§ **EXERCISE REQUIREMENTS**
Lines below that include "balazs" are the answer; copy each one.

RECORDS START

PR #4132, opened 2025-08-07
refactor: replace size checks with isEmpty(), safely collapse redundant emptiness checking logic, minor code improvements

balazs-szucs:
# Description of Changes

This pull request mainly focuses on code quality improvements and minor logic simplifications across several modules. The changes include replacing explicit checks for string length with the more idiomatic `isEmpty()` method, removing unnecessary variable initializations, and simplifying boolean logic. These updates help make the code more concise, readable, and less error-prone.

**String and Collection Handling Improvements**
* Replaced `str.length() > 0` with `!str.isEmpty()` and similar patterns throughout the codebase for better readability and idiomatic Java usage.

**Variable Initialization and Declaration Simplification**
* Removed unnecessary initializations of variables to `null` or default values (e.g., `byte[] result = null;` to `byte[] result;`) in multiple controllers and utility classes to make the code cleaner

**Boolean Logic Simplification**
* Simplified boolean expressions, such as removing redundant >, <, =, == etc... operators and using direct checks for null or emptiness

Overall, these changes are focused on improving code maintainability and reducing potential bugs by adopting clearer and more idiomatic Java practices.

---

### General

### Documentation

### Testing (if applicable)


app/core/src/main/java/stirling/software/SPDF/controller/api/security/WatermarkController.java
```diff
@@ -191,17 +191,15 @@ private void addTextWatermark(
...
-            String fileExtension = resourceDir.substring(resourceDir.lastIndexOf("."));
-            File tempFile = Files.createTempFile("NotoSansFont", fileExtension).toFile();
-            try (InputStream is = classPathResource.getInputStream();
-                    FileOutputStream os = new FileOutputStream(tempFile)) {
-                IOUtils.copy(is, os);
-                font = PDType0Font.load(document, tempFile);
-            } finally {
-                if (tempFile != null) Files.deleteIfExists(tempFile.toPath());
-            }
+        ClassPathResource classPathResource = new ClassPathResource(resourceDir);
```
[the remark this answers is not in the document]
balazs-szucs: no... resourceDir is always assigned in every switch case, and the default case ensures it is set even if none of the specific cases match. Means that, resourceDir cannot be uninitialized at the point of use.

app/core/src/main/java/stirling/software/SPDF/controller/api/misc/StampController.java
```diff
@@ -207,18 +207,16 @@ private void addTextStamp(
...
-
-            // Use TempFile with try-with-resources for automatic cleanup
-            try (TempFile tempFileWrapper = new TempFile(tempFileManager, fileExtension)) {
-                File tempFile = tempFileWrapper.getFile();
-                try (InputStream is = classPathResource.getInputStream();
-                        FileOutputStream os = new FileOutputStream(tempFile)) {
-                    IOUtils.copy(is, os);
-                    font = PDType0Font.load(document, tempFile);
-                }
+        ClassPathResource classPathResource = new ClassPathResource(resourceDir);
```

RECORDS END

§ **REPLY**
balazs-szucs:
balazs-szucs: no... resourceDir is always assigned in every switch case, and the default case ensures it is set even if none of the specific cases match. Means that, resourceDir cannot be uninitialized at the point of use.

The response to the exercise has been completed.